Task to carry out:
Look for the word "death" in the entries and copy each line where it appears.

---------- Provided entries ----------

Issue #526, opened 2015-03-31
Test overhaul.


digitalextremist:
This involves the following, but is broader than these:
- [x] #524 Deal with `:flaky` tests.
- [x] #525 Get travis working on `jruby-head`
- [x] #528 Radical amount of warnings in specs [ @e2 in #530 ]
- [x] Eradicate timeouts on all RVMs.

In general, we need to refactor how tests are handled, removing intermittence; not disabling tests but removing the flaky factor -- which seems largely about putting in some strategically placed `sleep` calls and removing reuse of threads and fibers.

While we don't need to go so far as to remove `allowed failures` per se, it would be nice to be able to detect defects in bleeding-edge RVM's with Celluloid, rather than coming to expect failures.

digitalextremist:
@e2 are you willing to team up on this?

e2:
I can't make any promises. I think I'll start a new Celluloid branch, because debugging tougher issues may need lots of codebase changes (and so, PRs won't make sense) - and I'll "backport" changes to `master` on a case-by-case basis. I'll probably need to IRC for this quite a bit...

I recommend merging in any pending PRs first - because I'll likely have to reorganize/customize things in the codebase and logic to debug/work/fix faster.

e2:
@tarcieri - what's the "official status" behind ThreadTask vs FiberTask? I have the impression that ThreadTask provides backtraces, but is slower/more flaky - while FiberTask over works well, though doesn't provide as much useful debugging info (and I don't know about JRuby). Not to mention that Fibers are really threads on JRuby anyway (along with all the other consequences).

digitalextremist:
Sounds good. I'm trying to clear out at least everything in the `0.16.5` milestone, and I'm picking off several `0.17.0` issues also. By the way... this `Probe on boot should capture system actor spawn` failure happening in `2.0.0` is a carry-over from `$CELLULOID_MONITORING`

digitalextremist:
@e2 there is a patch out providing backtraces on `TaskFiber` -- I'm thinking we should really merge that.

digitalextremist:
I think this `Probe on boot should capture system actor spawn` failure is `:flaky` but I'm getting mixed results.

e2:
@digitalextremist - probably worth checking out/cleaning up the project branches too. future-cancel sounds cool...

tarcieri:
@e2 both are supported. TaskFiber is definitely more stable. @mperham was trying out TaskThreads in Sidekiq.

[...]

Issue #524, opened 2015-03-31
Deal with :flaky tests.


digitalextremist:
Tests marked `:flaky` either need to be fixed, or removed from the test suite ( commented out to be addressed later ).

e2:
Failing tests marked as `:flaky` should be currently be rerunning - both locally and on Travis, so I see no reason to remove them, really.

I chose these values: https://github.com/celluloid/celluloid/blob/master/spec/spec_helper.rb#L57 because the tests should work "most of the time" and fail only "occasionally". If a test fails "more often" it's better to put a small sleep() here an there (as much as I see them as pure code smells) and get it "working most of the time" again.

Flaky tests are actually a side-effect of not using isolated tests (e.g. with mocking). Ideally, Celluloid itself shouldn't be using Threads (or Fibers on JRuby) at all.

I'm just saying that the "flakyness" of tests is a symptom of much bigger problems.

Other than that - Celluloid needs an overhaul on the "testing support" side. I'm thinking of things like CELLULOID_DEBUG, CELLULOID_MONITORING, mocking task classes, Travis environment variables for task class (and refactor out the RSpec shared examples).

It's too easy to scapegoat "flaky tests" - and disregard actual, genuine race conditions in Celluloid (or even bugs in  JRuby).

I think each "flaky" test should have it's own issue (or grouped at least if they are related).

e2:
Some tests just need to marked as flaky, e.g. if this build today failed because this test if flaky - then this test simply needs to be marked as such (it isn't as of master):
https://travis-ci.org/celluloid/celluloid/jobs/56532489#L643

digitalextremist:
I wholeheartedly agree @e2. I'd be interested in cleaning these up with you if you're willing.

digitalextremist:
In dealing with `:flaky` tests, it seems one issue is killing Threads between tests, which under jRuby means killing Fibers also, which causes a melt down.

But then when you avoid the meltdown, the tests start failing intermittently, because now there are undead Threads/Fibers wandering around.

digitalextremist:
A recent search through the codebase(s) shows no `:flaky` tests. It seems we can remove the evidence of there ever having been, then this is done.

e2:
@digitalextremist - this can be closed. If there are flaky tests, those should be individually opened as new issues.

digitalextremist:
We just need the metadata checks and environment variables allowing then removed.

e2:
@digitalextremist - already done on my experimental branch

PR #535, opened 2015-04-01
Refactor test suite.

digitalextremist:
This is a single review point for @e2's many changes to the test suite per #526, and any other contributions/revisions brought in. Please address revision PR's to this branch `refactor-test-suite`


digitalextremist:
Now celluloid/celluloid-io#134 is depending on this code.

digitalextremist:
@e2 what's your reasoning for marking `1.9.3` as an allowed failure?

digitalextremist:
IMO, the stable versions of `jruby`, `rbx`, and `1.9.3` ought to be mandatory successes, we have a *lot* of code deployed in those environments. Where are you coming from with that thought @e2?

e2:
@digitalextremist - ironically, the failures are probably just test-env specific. 1.9.3 can be mandatory already, since it's green. JRuby may take time to get to green, and Rbx might be a lost cause (not enough support to deal with the complexity of the test environment + threads).

It's not hard for a test env to crash JRuby or RBX - especially because RSpec does a lot of magic there. Also, the Celluloid boot/shutdown between each tests isn't "normal".

What I'm saying is: it may not even be possible to get the all the tests green by "fixing" them - it may become just about side-stepping bugs in interpreters (and not Celluloid itself).

digitalextremist:
@e2, OK. I hear you. For now I'll settle for `1.9.3` being mandatory out-of-the-box, and we can think further about beating the high performance twin RVMs into submission somehow.

digitalextremist:
*mandatory

digitalextremist:
@tarcieri the CI tests doubled ( again ). If this is a problem I will refactor that, but I set these conditions, following @e2's changes. This will only last until #524 is resolved.

* Use `TaskFiber`, bypass `:flaky`
* Use `TaskFiber`, do not bypass `:flaky`
* Use `TaskThread`, bypass `:flaky`
* Use `TaskThread`, do not bypass `:flaky`

Then all but use `TaskFiber`, bypass `:flaky` are allowed failures.

digitalextremist:
I wonder if we should just not use `TaskThread` in CI and expect people to test their own situation themselves, by setting `CLLLD_TASK_CLASS=TaskThread`

e2:
@digitalextremist - just hang on for now. I've almost got all TaskThread tests working on JRuby head. Many flaky tests are no longer flaky - and most fixes are due to race conditions and internal termination handling bugs/problems in Celluloid. Just hang in there...

@tarcieri - I'll have a branch put up once I do cleaning up. I'd like to ask for a thorough review though (since I'm making LOTS of assumptions about Celluloid that could be completely wrong or result in horrible performance). Some changes are drastic, like completely reworking how Actor.join is done, disabling termination timeout in favor of specific timeouts per Actor, a potentially slow (for now), mutex-heavy InternalPool (but one that works almost flawlessly in tests, no matter how much banging the tests get), avoiding Thread.kill completely (since you'd need to Einstein to use it correctly on JRuby), etc. Just giving a heads up. ETA - a few days (still some StackDump, Probing issues and supervision issues).

e2:
@tarcieri - I disabled some tests that use Actor.join directly, because this method/API doesn't make sense to me. (If at all, people should just shutdown the Actor instead - it just potentially hangs an app or tests if no timeout is given, while a timeout just destroys any state consistency on JRuby). ThreadHandle.join doesn't make sense to me either (doesn't seem to be used anywhere, either).

tarcieri:
@e2 I can have a look when you're done.

I'm glad you're working on InternalPool as the current implementation was completely broken, but I think I'd actually prefer ditching it completely. It's been the source of a lot of memory leaks, and I think using a more normal thread lifecycle would help avoid those. Just as an example it clears Fiber-local `Thread#[]` but doesn't clear "real thread locals" i.e. `Thread#thread_variable_get/set`, nor does it ensure the death of all Fibers for a thread. Given the complexity involved, I think ditching InternalPool completely is the best option.

digitalextremist:
@tarcieri, yes I'm ditching it currently  ( fyi, @e2 )

e2:
> I'm glad you're working on InternalPool as the current implementation was completely broken

Simply using arrays without locks or instead of queues on JRuby mean "broken".

> but I think I'd actually prefer ditching it completely.

For production - I agree 100%. Even if it's "reimplemented". Though, I'd leave the "fixed" version in spec/support for the sake of "stress testing", especially for JRuby and Rbx.

> It's been the source of a lot of memory leaks, and I think using a more normal thread lifecycle would help avoid those.

It would make debugging much easier if there was just one-thread per task. Not to mention the actual busy/idle management was not clearly defined. Or tested.

> Nor does it ensure the death of all Fibers for a thread.

That actually bit me, because one of the stack_dump spec uses a Fiber and Thread actors. I'm trying to think of threads as coroutines, because they are used that way in Celluloid. Especially to have the same interface as Fibers for task_class.

In fact I learned, Fibers actually can be killed individually on JRuby, because they are threads visible in Thread.list: https://github.com/jruby/jruby/issues/2773

I haven't got to the specs running in Fiber mode yet - I want to make sure all tests pass with Threads first.

> Given the complexity involved, I think ditching InternalPool completely is the best option.

Even if tests are green after retries on Travis ... it doesn't mean the race conditions aren't bugs in Celluloid. So having a "fixed" "reimplementation" of InternalPool could be useful as a helper in spec/support.

It's too easy to "accidentally" get tests green, when they shouldn't be green. Especially since it's hard to predict the side-effects of almost any PR at the moment.

I'd rename the class (so people know not to use it) and have Travis test on the fixed class anyway - until JRuby and Rbx support are good enough. Because Celluloid doesn't really have "unit tests" - they're actually all non-deterministic "stress tests", so even bad implementations have a lot of benefits right now.

What do you guys think?

digitalextremist:
Thanks again for your attention to this layer of things @e2. I think we should allow `InternalPool` to be replaced the same way we do with `.task_class` for Tasks. We can use `.internal_threads_class` or something like that. We can default to the new `Class` coming in for now, then at some point we can totally remove which ever route is least performant and stable... or just leave it there, usually unused like `TaskThread` is. The way `Task*` all "behave as" `TaskThread` is how I'm doing the `InternalPool` replacement -- the API is the same for both... with certain special distinctions which are non-critical differences.

digitalextremist:
I will move `InternalPool` over as part of what I'm doing, unless there's objection to the approach I gave just now. This will allow us to switch on and off the internal thread "collection" just like we do task handlers right now.

digitalextremist:
`Celluloid.group_class` seems short, sweet, and unambiguous.

e2:
> I think we should allow InternalPool to be replaced the same way we do with .task_class for Tasks. 

We think alike - I actually wanted to mention that above - along with the idea to reduce the API:

Users may "want" things like `busy_size` and `idle_size` or have info about threads for the `StackDumper` - but instead, really, it's all available in `Thread.list`. 

(It should be enough to add some examples of things like `Thread#celluloid?` and wrapper class usage to match threads with actors, etc.)

Yet, the biggest reason to drop this extraneous API is: it complicates the internals. 

I've considered e.g. having `busy?` (instead of a useless count) - but anyone tweaking parameters such as max_threads_for_something needs to base calculations on the status of all threads used in the app.

I said useless, because of e.g. "race conditions" for counting existing threads (e.g. a thread can be created and busy - and not yet make it into the internal array). And recycling of threads for tasks makes that exposed info too pool-implementation specific.

As for tests, things like `busy_size` can be replaced with proper mocking (checking e.g. for the right number of get_thread invocations).

digitalextremist:
I agree across the board with what you said. To me that translates to creating a base class the implementations all start from ( like `Reel::Server` ) and we `raise NotImplemented` or something like that for unimplemented/undefined methods... if we even need to do that to keep the tests accurate. Otherwise I am well on my way with `Celluloid.group_class` and sort of wishing `refactor-test-suite` were merged into `master` already, but it'll be fine. I don't think I'm really making conflicts.

e2:
> if we even need to do that to keep the tests accurate

There's too much second-guessing as a contributor. Like, I have no idea if `busy_size` is a "major feature" ... or just there for the tests. (I guess git blame could answer it somewhat).

I think the basic API would be `:get, :put, :grow, :shrink, :shutdown`. grow/shrink = by one - and is only there to "allocate" system resources (so e.g. you can guarantee the pool won't need to allocate new threads after starting - which could potentially fail).

digitalextremist:
@e2 for now let's have the standard be `initialize`, `get`, `shutdown` ( and `kill` ), `create`, `each` ( and `to_a` ) **and that's it** ( pending me forgetting something obvious ) ... Things like `grow`, `shrink`, and `put` are specific to one type of `Group` or more, not all. This non-pool `Group` doesn't need those, so those and `busy_size` and `idle_size` ( which are more for the community to use than `Celluloid` itself ) are not going to be over-ridden base methods.

digitalextremist:
and `running?`

e2:
`each` and `to_a` are either racy or troublesome with mutexes (they can change the flow of things quite a bit - expecially if you query at the wrong time). Using arrays without mutexes (specifically, reading from arrays) on JRuby is a big no-no. They also prevent you from using queues, which don't have the overhead of locks.

digitalextremist:
I will implement this new type of `Group` with `each` and not `to_a` then we can look at its raciness. I'm using `Queues` ... it might not be racy the way I'm doing it.

e2:
As for `running?` - that isn't necessary. Conceptually, it's a "pool" - and you are only about taking or freeing resources, nothing else. `grow` and `shrink` are just optimizations/safety measures. It also raises questions, e.g. is it still `running?` just after calling `shutdown?`. Technically, if you're not just killing everything indiscriminately, it's still "running" until shutdown finishes. You could define 'running' as "empty queues" - but then you have the race condition, because you can allocate and start a thread - without being able to register it (the thread can start running before you have a chance to add it to an internal queue or array).

digitalextremist:
I agree, `running?` and `active?` will be `Group::Pool` specific... which involves an `ActorSystem` tweak I think, but that's fine.

e2:
I got rid of 'kill' actually (had to rework the actor system shutdown code myself). The biggest problems were when shutdown hit the timeout, and then kill was invoked. In JRuby "anything can happen at any time". Literally.

tarcieri:
`Celluloid::Pool` is mostly just broken and needs to be replaced by something else ala `celluloid-coordinator`

digitalextremist:
So far it *seems* like `Celluloid` runs a lot faster without `InternalPool`

e2:
:+1: for a "Celluloid-based supervised pool"

e2:
PoolManager + InternalPool = horrible experience

digitalextremist:
With how radically `TaskPooledFiber` helped things, I'm really curious to see `PoolManager` yanked, as well as `InternalPool` ... and yeah, with those both in the same sentence ... `kill -9 self`

digitalextremist:
I am starting to wonder if removing `InternalPool` and putting in this change I'm about to push isn't going to somehow unmaim `PoolManager` and how we'd know if it did.

digitalextremist:
This is no longer valid, but I'm hesitant to close it in case @e2 is going to hit a wall without it. In a moment though I will be closing this and opening a new PR merging `0-16-5-prerelease` into `master`

digitalextremist:
This is getting convoluted, sorry @e2 I'm switching destination branches to the one linked above:

## The entire test suite passes in under 30 seconds without `InternalPool`*

Except for some lingering `:flaky` tests that sometimes make it ~45-65 seconds.

digitalextremist:
Moved ( for the last time ) to #547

----------

Answer space:
I'm glad you're working on InternalPool as the current implementation was completely broken, but I think I'd actually prefer ditching it completely. It's been the source of a lot of memory leaks, and I think using a more normal thread lifecycle would help avoid those. Just as an example it clears Fiber-local `Thread#[]` but doesn't clear "real thread locals" i.e. `Thread#thread_variable_get/set`, nor does it ensure the death of all Fibers for a thread. Given the complexity involved, I think ditching InternalPool completely is the best option.
> Nor does it ensure the death of all Fibers for a thread.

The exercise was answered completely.